Clematis richtig pflanzen und schneiden
Clematis, auch Waldreben genannt, gehören zum Garten wie Rosen und Stauden. Mit ihren
lianenartigen Trieben schwingen sie sich viele Meter hoch in Bäume, über Pergolen,
Carports und an Wänden empor. Aufgrund ihrer Wuchskraft und Blütenfülle gilt
die Waldrebe als „Königin der Kletterpflanzen“. Den Kopf recken Clematis-Sorten
gerne in die Sonne, ihre Füße lassen sie am liebsten im kühlen Schatten baumeln.
Clematis bevorzugen einen tiefgründigen Boden, der über eine ausreichende Bodenfeuchte
verfügt. Auf stauende Nässe reagiert die Waldrebe aber empfindlich.
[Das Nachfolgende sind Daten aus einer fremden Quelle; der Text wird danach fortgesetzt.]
PR #123, opened 2020-11-10
Mlflow tracker

86sanj:
# Peer Review Information

MLflow Tracking logging code. This includes following changes:
1. TrackerFactory: Creates and returns tracker singleton instance based on identifier. 
2. MLFlowTracker: It initializes mlflow with host&client id and starts background thread. 
3. NullTracker: To disable tracking
4. FasterRCNN: MLflow Tracking logs.
5. test_faster_rcnn: Fixes of existing UT and added few test check.
6. test_mlflow_tracker: Holds unit test case of TrackerFactory, MLFlowTracker, NullTracker.

# Pull Request Check List


datasetinsights/constants.py
```diff
@@ -53,3 +53,6 @@
     "allow_extra_args": True,
 }
 DEFAULT_DATASET_VERSION = "latest"
+
+MLFLOW_TRACKER = "mlflow"
+DEFAULT_RUN_NAME = "run_" + str(datetime.now())
```
Saurav-D: Can this name be more specific as to which run it is referring to?

datasetinsights/configs/faster_rcnn_fine_tune.yaml
```diff
@@ -42,3 +42,8 @@ optimizer:
 pretrained: False
 pretrained_backbone: True
 synchronize_metrics: True
+mlflow:
```
adason: If I didn't have mlflow section in my config yaml, what will happen? This seems to require all future yaml to include mlflow section which is not desirable. 

Also, is this config required for every estimator yaml? Do they need to be repeated for every estimator yaml? Can they be shared across estimators?

datasetinsights/configs/faster_rcnn_groceries_real.yaml
```diff
@@ -3,7 +3,7 @@ backbone: resnet50
 num_classes: 64
 task: object_detection
 train:
-  epochs: 100
+  epochs: 10
```
adason: Why is this change to 10 instead of the default 100?

datasetinsights/io/tracker/mzflow.py
```diff
@@ -0,0 +1,84 @@
+import os
```
adason: Why is this file called mzflow? Isn't mlflow a better name? Is this MLFlow specific convention?

datasetinsights/io/tracker/mzflow.py
```diff
@@ -0,0 +1,84 @@
...
+
+import mlflow
+from google.auth.transport.requests import Request
+from google.oauth2 import id_token
+
+MLFLOW = "mlflow"
```
adason: These should be class constant variables.

datasetinsights/io/tracker/factory.py
```diff
@@ -0,0 +1,19 @@
+from datasetinsights.constants import MLFLOW_TRACKER
+from datasetinsights.io.tracker.mzflow import MLFlowTracker
+
+
+class TrackerFactory:
```
adason, line 10: Why do we need a factory class with just a method create? Can this be a simple python function such as `create_tracker`?

datasetinsights/io/tracker/mzflow.py
```diff
@@ -0,0 +1,84 @@
...
+HOST_ID = "tracking_host_id"
+NAME = "experiment_name"
+DEFAULT_NAME = "datasetinsights"
+
+
+class MLFlowTracker:
+    """MlFlow tracker class, responsible for creating singleton object,
+    refresh token and get instance .
+
+    Attributes:
```
adason: Probably don't need to document private variable. In general you are hiding this from users.

datasetinsights/io/tracker/mzflow.py
```diff
@@ -0,0 +1,84 @@
...
+    __instance = None
+    __client_id = None
+
+    def __init__(self, client_id):
+        """Virtually private constructor.
+
+        Args:
+            client_id : MLFlow tracking server client id
+        """
+        if MLFlowTracker.__instance:
```
adason: It's desirable if someone calls the constructor of a singleton object, it will directly return the instance instead of raising exceptions.

datasetinsights/io/tracker/mzflow.py
```diff
@@ -0,0 +1,84 @@
...
+            raise Exception("This class is a singleton!")
+        else:
+            if client_id:
+                self.__client_id = client_id
+            MLFlowTracker.__instance = self
+
+    @staticmethod
+    def get_instance(client_id=None):
+
```
adason: Why empty line here?

datasetinsights/io/tracker/mzflow.py
```diff
@@ -0,0 +1,84 @@
...
+MLFLOW = "mlflow"
+CLIENT_ID = "tracking_client_id"
+HOST_ID = "tracking_host_id"
+NAME = "experiment_name"
+DEFAULT_NAME = "datasetinsights"
+
+
+class MLFlowTracker:
+    """MlFlow tracker class, responsible for creating singleton object,
```
adason: Might be helpful to write sample use cases code snippet in docstring.

datasetinsights/io/tracker/mzflow.py
```diff
@@ -0,0 +1,84 @@
...
+        Args:
+            client_id : MLFlow tracking server client id
+        """
+
+        if not MLFlowTracker.__instance:
+            MLFlowTracker(client_id)
+        return MLFlowTracker.__instance
+
+    @staticmethod
+    def get_tracker(config):
```
adason: I am a little confused by `get_instance` and `get_tracker`. Also, why is this method not called in the __init__ method?

datasetinsights/io/tracker/mzflow.py
```diff
@@ -0,0 +1,84 @@
...
+
+        """get instance of tracker class.
+
+        Args:
+            config : config object, holds server details
+        """
+        client_id = config.get(MLFLOW).get(CLIENT_ID, None)
+        host_id = config.get(MLFLOW).get(HOST_ID, None)
+        exp_name = config.get(MLFLOW).get(NAME, DEFAULT_NAME)
+        if host_id:
```
adason: The nested if here seems can be flattened. Also, what will happen in the following cases:
1. either host_id or client_id is missing
2. both host_id and client_id is missing

datasetinsights/io/tracker/mzflow.py
```diff
@@ -0,0 +1,84 @@
...
+            if client_id:
+                MLFlowTracker.refresh_token(client_id)
+            mlflow.set_tracking_uri(host_id)
+            mlflow.set_experiment(experiment_name=exp_name)
+        config.pop(MLFLOW, None)
```
adason: It's very dangerous to change the config yaml as a side effect of this function, without copying the config and do some operations. Can this side effect be avoided?

datasetinsights/io/tracker/mzflow.py
```diff
@@ -0,0 +1,84 @@
...
+        return mlflow
+
+    @staticmethod
+    def refresh_token(client_id=None):
```
adason: Does this method tries to fetch token based on GCP credential? What's the desired behavior if client_id is not provided?

datasetinsights/estimators/faster_rcnn.py
```diff
@@ -110,6 +114,7 @@ def __init__(
 
         if checkpoint_file:
             self.checkpointer.load(self, checkpoint_file)
+        self.mltracking = TrackerFactory.create(config, const.MLFLOW_TRACKER)
```
adason: I will suggest using explicit name such as `mlflow_tracking`. It's not clear to readers when `mltracking` is used, as kubeflow and tensorboard are both mltracking stuff.

datasetinsights/constants.py
```diff
@@ -53,3 +53,6 @@
     "allow_extra_args": True,
 }
 DEFAULT_DATASET_VERSION = "latest"
+
+MLFLOW_TRACKER = "mlflow"
```
adason: These variables are better stored in `io/tracker/factory.py` as you will have `KUBEFLOW_TRACKER`, `TENSORBOARD_TRACKER` in the future.

datasetinsights/estimators/faster_rcnn.py
```diff
@@ -20,6 +20,8 @@
 from datasetinsights.evaluation_metrics.base import EvaluationMetric
 from datasetinsights.io.bbox import BBox2D
 from datasetinsights.io.summarywriter import get_summary_writer
+from datasetinsights.io.tracker.factory import TrackerFactory
+from datasetinsights.io.tracker.mzflow import MLFlowTracker
```
adason: Why is this import required if the TrackerFactory can provide an instance of MLflow tracking object?

datasetinsights/estimators/faster_rcnn.py
```diff
@@ -419,12 +435,15 @@ def evaluate_per_epoch(
             loss_dict_reduced = reduce_dict(loss_dict)
             losses = sum(loss for loss in loss_dict_reduced.values())
             loss_metric.update(avg_loss=losses.item(), batch_size=len(targets))
+            # refresh mlflow token
+            MLFlowTracker.refresh_token()
```
adason: It's not clear why this has to be called in faster_rcnn.py. Can this be handled by `MLFlowTracker` class itself?

adason (changes requested):

datasetinsights/estimators/faster_rcnn.py
86sanj: Token expires after 4 or 5 epochs, and throws expedition:
mlflow.exceptions.MlflowException: API request to endpoint /api/2.0/mlflow/runs/log-metric failed with error code 401 != 200. Response body: 'OpenID Connect token expired: JWT has expired'

-  So we need to refresh the token, evaluate_per_epoch is common in train and evaluate so refreshing token at this place.

datasetinsights/estimators/faster_rcnn.py
86sanj: MLFlowTracker : This import requires to refresh the token.
TrackerFactory: Requires to get tracker instance.

datasetinsights/io/tracker/mzflow.py
86sanj: mlflow is the official module name, so for better readability changed the name. Its not a convention.

datasetinsights/configs/faster_rcnn_groceries_real.yaml
86sanj: Fixed!

datasetinsights/io/tracker/mzflow.py
86sanj: Fixed!

datasetinsights/io/tracker/mzflow.py
86sanj: Fixed!

datasetinsights/io/tracker/mzflow.py
86sanj: Fixed!

datasetinsights/constants.py
86sanj: Fixed

datasetinsights/configs/faster_rcnn_fine_tune.yaml
86sanj: If I didn't have mlflow section in my config yaml, what will happen? This seems to require all future yaml to include mlflow section which is not desirable.
- In current implementation this is required, but I can add some validation to handle this. 
When we add enable disable feature this can be optional. 

Also, is this config required for every estimator yaml? Do they need to be repeated for every estimator yaml? Can they be shared across estimators?
- If an estimator wants to use MLFlow, it need MLFlow details. As of now we have decided to put MLFlow infra details in config so it need to be in all configs if its used by estimator. 

- It can be shared. I can create separate YAML file which is specific to MLFlow infra. All configs need to import this if they want to use MLFlow.

datasetinsights/estimators/faster_rcnn.py
adason: Can the token refresh handled by MLFlowTracker class itself? Why do user need to remember refreshing tokens for MLFlow tracker?

datasetinsights/estimators/faster_rcnn.py
adason: Related to `refresh_token` discussion below.

datasetinsights/io/tracker/factory.py
86sanj: We need factory method to create multiple trackers such as MLFlowTracker, KubeflowTracker, TensorboardTracker.

datasetinsights/configs/faster_rcnn_fine_tune.yaml
adason: Since the yaml file with mlflow section will not be required in the future, they should be disabled by default. I still think it's valuable to implement `NullTracker` so that it's used by default when user does not specify mlflow in their yaml file.

romerocesar: also, for consistency, we should probably rename this as the `tracker` section and there can be settings inside for mlflow, tensorboard, comet, wandb in the future

datasetinsights/io/tracker/mzflow.py
romerocesar: how does this improve readability and what's the significance of the z? it's clearly a different import path so I don't think having the same module name is a big problem.

datasetinsights/io/tracker/factory.py
romerocesar: The question is specific to why a class, not why a factory.

I think the answer may be for singletons. python supports closures which makes classes not strictly required for this, but it's probably more readable than wondering how the function is able to get a hold of a previously instantiated tracker

datasetinsights/estimators/faster_rcnn.py
romerocesar: also, for consistency, use tracker instead of tracking here

datasetinsights/estimators/faster_rcnn.py
romerocesar: as we discussed, let's leave the responsibility of refreshing the token entirely to the tracker object and not the client (i.e. estimator in this case)

datasetinsights/configs/faster_rcnn_fine_tune.yaml
```diff
@@ -42,3 +42,8 @@ optimizer:
...
+  experiment_name: datasetinsights
+  run_name:
+  tracking_client_id:
+  tracking_host_id:
```
romerocesar: since these are inside the mlflow block, we can simplify the names to improve readability. For example:
```yaml
experiment:
run:
client_id:
host:
```

datasetinsights/constants.py
romerocesar: I think we should take this out of this global constants file. This is fairly specific to mlflow anyways, so put this in the tracker factory or the mlflow tracker itself.

Also, a better strategy to generate ids that benefit from being human readable is something like `202011121633-foo-bar` where the first token is just a readable datetime and the second a random adjective and random object which makes the id much easier to share, find and remember.

datasetinsights/estimators/faster_rcnn.py
```diff
@@ -192,12 +197,14 @@ def train(self, train_data, val_data=None, **kwargs):
         val_loader = dataloader_creator(
             config, val_dataset, val_sampler, VAL, self.distributed
         )
-        self.train_loop(
-            train_dataloader=train_loader,
-            label_mappings=label_mappings,
-            val_dataloader=val_loader,
-            train_sampler=train_sampler,
-        )
+        with self.mltracking.start_run(run_name=const.DEFAULT_RUN_NAME):
```
romerocesar: - why doesn't the run start when the mlflow tracker instance is created?
- why does this ignore the run name that may be passed by the user in a config or CLI flag? this part in particular should include a unit test

datasetinsights/estimators/faster_rcnn.py
```diff
@@ -442,6 +461,7 @@ def log_metric_val(self, label_mappings, epoch):
             if metric.TYPE == "scalar":
                 self.writer.add_scalar(f"val/{metric_name}", result, epoch)
                 self.kfp_writer.add_metric(name=metric_name, val=result)
+                self.mltracking.log_metric(f"val/{metric_name}", result)
```
romerocesar: yikes we definitely need that tracker interface sooner than later

datasetinsights/io/tracker/factory.py
```diff
@@ -0,0 +1,19 @@
...
+    """Factory: responsible for creating instance of tracker class"""
+
+    @staticmethod
+    def create(config, tracker_type):
```
romerocesar: use named params instead of positional ones

datasetinsights/io/tracker/factory.py
```diff
@@ -0,0 +1,19 @@
...
+        """create tracker class object.
+
+        Args:
+            config : config object, holds server details
+            tracker_type : type of tracker
+        """
+        if MLFLOW_TRACKER == tracker_type:
+            return MLFlowTracker.get_tracker(config)
```
romerocesar: remember to change this to call the CTOR with the client_id etc. so the factory keep the reference to the singleton rather than the tracker itself doing that

datasetinsights/io/tracker/mzflow.py
```diff
@@ -0,0 +1,84 @@
...
+    refresh token and get instance .
+
+    Attributes:
+        __instance: holds singleton instance
+        __client_id: holds ml tracking server client id
+
+    """
+
+    __instance = None
+    __client_id = None
```
romerocesar: these will probably become instance attributes initialized in the CTOR (i.e. `self.client_id`) now that the tracker will hold the thread that refreshes its credentials behind the scenes

datasetinsights/io/tracker/mzflow.py
```diff
@@ -0,0 +1,84 @@
...
+
+    def __init__(self, client_id):
+        """Virtually private constructor.
```
romerocesar: what do you mean by this? there is no such thing in python AFAIK

datasetinsights/io/tracker/mzflow.py
romerocesar: just move the singleton logic to the factory

tests/test_faster_rcnn.py
```diff
@@ -46,8 +46,10 @@ def config():
     return cfg
 
 
-def test_faster_rcnn_train_one_epoch(config, dataset):
+@patch("datasetinsights.io.tracker.factory.TrackerFactory.create")
+def test_faster_rcnn_train_one_epoch(mock_create, config, dataset):
```
romerocesar, line 51: why should this test be changed rather than a different test be created that actually checks the factory is called to get a tracker?

tests/test_faster_rcnn.py
```diff
@@ -95,10 +97,12 @@ def test_faster_rcnn_train_one_epoch(config, dataset):
 
 @patch("datasetinsights.estimators.faster_rcnn.FasterRCNN.train_one_epoch")
 @patch("datasetinsights.estimators.faster_rcnn.Loss.compute")
+@patch("datasetinsights.io.tracker.factory.TrackerFactory.create")
 def test_faster_rcnn_train_all(
-    mock_loss, mock_train_one_epoch, config, dataset
+    mock_create, mock_loss, mock_train_one_epoch, config, dataset
 ):
     """test train on all epochs."""
+    mock_create.return_value = MagicMock()
```
romerocesar, line 106: same as above

tests/test_mlflow_tracker.py
```diff
@@ -0,0 +1,59 @@
...
+@pytest.fixture
+def config():
+    """prepare config."""
+    with open("tests/configs/faster_rcnn_groceries_real_test.yaml") as f:
+        cfg = CN.load_cfg(f)
+
+    return cfg
+
+
+def test_get_instance():
```
romerocesar: update this to test the singleton in the factory

tests/test_mlflow_tracker.py
```diff
@@ -0,0 +1,59 @@
...
+    first_instance = MLFlowTracker.get_instance()
+    second_instance = MLFlowTracker.get_instance()
+    assert first_instance == second_instance
+
+
+@patch("datasetinsights.io.tracker.mzflow.mlflow")
+@patch("datasetinsights.io.tracker.mzflow.MLFlowTracker.refresh_token")
```
romerocesar: please avoid the confusing name mzflow

tests/test_mlflow_tracker.py
```diff
@@ -0,0 +1,59 @@
...
+    MLFlowTracker.get_tracker(config)
+    mock_refresh.assert_called_with(CLIENT_ID)
+    mock_mlflow.set_tracking_uri.assert_called_with(HOST_ID)
+    mock_mlflow.set_experiment.assert_called_with(experiment_name=EXP_NAME)
+    assert not config.get("mlflow")
+
+
+@patch("datasetinsights.io.tracker.mzflow.id_token.fetch_id_token")
+@patch("datasetinsights.io.tracker.mzflow.MLFlowTracker.get_instance")
+def test_refresh_token(mock_get_instance, mock_id_token):
```
romerocesar: remember to remove this since a thread will take care of refreshing the token in the bg

tests/test_mlflow_tracker.py
```diff
@@ -0,0 +1,59 @@
...
+    mock_get_instance.return_value = tracker
+    mock_id_token.return_value = TEST_TOKEN
+    MLFlowTracker.refresh_token(CLIENT_ID)
+    mock_get_instance.assert_called_with(CLIENT_ID)
+
+
+@patch("datasetinsights.io.tracker.mzflow.MLFlowTracker.get_tracker")
+def test_create_tracker_factory(mock_get_tracker, config):
+    TrackerFactory.create(config, MLFLOW_TRACKER)
+    mock_get_tracker.assert_called_with(config)
```
romerocesar: rename test to not suggest it's creating a factory

romerocesar (changes requested):

datasetinsights/io/tracker/mzflow.py
86sanj: Yes, service account need to set in environment variable. If clientId is not there then you will get following error
- json.decoder.JSONDecodeError: Expecting value: line 2 column 1 (char 1) when you initialize mlflow :mlflow.set_experiment(experiment_name=exp_name)

Ref: https://googleapis.dev/python/google-auth/1.14.0/_modules/google/oauth2/id_token.html#fetch_id_token

tests/test_faster_rcnn.py
86sanj: I am only making change to mock factory.create call because of following two reasons: 
1. We are creating estimator object under this method which calls factory.create so do want to make call to outside of the estimator constructor.
2. Also, under train_one_epoch, I am doing mltracking logging and I don't want to do logging when I run unit test case so need to mock this call.

datasetinsights/estimators/faster_rcnn.py
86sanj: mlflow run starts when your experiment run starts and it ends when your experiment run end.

Man unterscheidet zwischen frühjahrsblühenden Waldreben, kleinblumigen Wildarten
und großblumigen Clematis-Sorten.
Sehr starkwüchsig sind frühjahrsblühenden Waldreben wie Clematis montana.
Diese Wild-Clematis ist ein effektiver Begrüner von unansehnlichen Dächern und Wänden.
Großblumige Clematis besitzen aufgrund ihrer bis zu zwanzig Zentimeter großen
Blüten und ihrer Nachblüte einen sehr hohen Zierwert.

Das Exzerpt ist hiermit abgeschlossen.